Impact on India’s Aviation Sector
The outcome of the case will be closely watched by industry experts, as it will highlight the effectiveness of India’s Insolvency and Bankruptcy Code (IBC) in handling airline insolvencies. A liquidation would raise questions about the adequacy of the current legal framework to facilitate the revival of financially distressed airlines, especially in a post-pandemic world where the aviation sector has faced significant challenges.
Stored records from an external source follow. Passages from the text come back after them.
PR #816, opened 2017-04-20
[ADD] module module_uninstall_check

legalsylvain:
Add new module 'module_uninstall_check' that provides extra tools to know what is the impact of the uninstallation of a module.

On each module, you have now a extra button 'uninstallation impact'.

module_form

When you click on it, a wizard displays the list of models (SQL tables) and fields (SQL columns) that will be dropped).

sale_uninstallation

review welcome.


rvalyi:
@legalsylvain I'll review more deeply, but seems nice and very welcome. Also @sebastienbeau once made an ORM patch or monkey patch so that module uninstall would not drop the object tables. May be that would be the place in such a module to bring such a monkey patch (or override) to do that say based on some ENV var for instance to simply avoid dropping the tables/columns when this option is set? What do you think? @sebastienbeau could you find this patch again?

legalsylvain:
Hi @rvalyi ! Thanks for your review !

In a first time, the idea of this module is just to answer to the question _"Hey, If I click on 'uninstall module', what's going to happen, that will not be possible to revert ?"_. (and because, default behaviour of Odoo, when you cancel an uninstallation, is to keep modules in a 'to remove' state, that is a mess. [see odoo core](https://github.com/odoo/odoo/blob/8.0/openerp/addons/base/module/module.py#L522))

If the court allows JKC to proceed with its revival plan, Jet Airways could potentially return to the skies by 2024, offering hope for a resurgence of the full-service carrier. However, the airline will face tough competition from low-cost carriers like IndiGo and the newly revitalized Air India.
The Supreme Court’s upcoming judgment will be pivotal in determining the future of Jet Airways. Whether the court upholds JKC’s ownership or pushes the airline into liquidation, the decision will shape the course of the airline’s fate and provide a crucial test for India’s insolvency laws. The aviation industry awaits the verdict, which could pave the way for either a revival or an end to the Jet Airways saga.